| TASK DETAILS |
Among the lines below, return each one that contains the word "heap".

____

PR #749, opened 2020-09-13
[kernel] Improve segment allocator

mfld-fr:
Same algorithm as for heap allocator.

### DIFF
--- a/elks/arch/i86/mm/malloc.c
+++ b/elks/arch/i86/mm/malloc.c
@@ -11,7 +11,10 @@
 
 #include <arch/segment.h>
 
-// TODO: reduce size
+// Minimal segment size to be useful
+// (= size of the smallest allocation)
+
+#define SEG_MIN_SIZE 1
 
 // Segment descriptor
 
@@ -20,6 +23,7 @@
 // whenever that mode comes back one day
 
 static list_s _seg_all;
+static list_s _seg_free;
 
 
 // Split segment if enough large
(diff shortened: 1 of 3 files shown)


ghaerr:
I noticed more changes to heap.c free list, as well as extra size moved back from 12 to 16. What is the purpose of each?
Is the near heap allocator still under construction?

mfld-fr:
- Segment descriptor now contains the free list node, so its size is now 12 + 4 = 16 bytes.
- No design change in heap, just coding style for better lisibility.

ghaerr:
Thanks, had just noticed reason for + 16. Not sure its a great idea to have to hand-tune with constant, as will surely be missed if structure size changes in future.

____

| OUTPUT FOR THIS EXERCISE |
Same algorithm as for heap allocator.
I noticed more changes to heap.c free list, as well as extra size moved back from 12 to 16. What is the purpose of each?
Is the near heap allocator still under construction?
- No design change in heap, just coding style for better lisibility.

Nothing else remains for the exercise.